Nota del Blog: Con el vivo deseo que los Católicos reconozcan esa dignidad de la que hablaba el gran San León presentamos a continuación la transcripción de un hermosísimo libro, casi diríamos un clásico, sobre el tratado de la Iglesia. Por su forma, está lejos de los tratados de los teólogos dogmáticos y se acerca mucho más al estilo de un Dom Adrien Gréa o de un Abbé Joseph Anger, dos libros simplemente sublimes.

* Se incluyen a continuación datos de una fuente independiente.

PR #55, opened 2021-11-16
fix testRunner in package.json

oshi97:
This path does not exist anymore even on my local machine.

J=none
TEST=manual

can do "npm run test"

### DIFF
--- a/sample-app/package.json
+++ b/sample-app/package.json
@@ -134,7 +134,7 @@
       "<rootDir>/src/**/*.{spec,test}.{js,jsx,ts,tsx}"
     ],
     "testEnvironment": "jsdom",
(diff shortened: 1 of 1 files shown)


sample-app/package.json
```diff
@@ -134,7 +134,7 @@
       "<rootDir>/src/**/*.{spec,test}.{js,jsx,ts,tsx}"
     ],
     "testEnvironment": "jsdom",
-    "testRunner": "/Users/oshi/answers-headless/react-test-site/node_modules/jest-circus/runner.js",
+    "testRunner": "./node_modules/jest-circus/runner.js",
```
cea2aj, line 137: I know we're not using this, but should it be `<rootDir>` instead?

oshi97: either works (also tested cd-ing into a nested folder)

cea2aj (approved):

El prólogo, rico no sólo en extensión sino también en contenido, es obra del entonces Padre José Guerra Campos, escrito a la corta edad de 26 años.
P. H. Clérissac |
El Misterio de la Iglesia es la plenitud de los Misterios: es nuestra
inserción viva en el organismo de los misterios sobrenaturales.
Nuestra inserción. Y andarnos la mayoría de los hombres desenraizados.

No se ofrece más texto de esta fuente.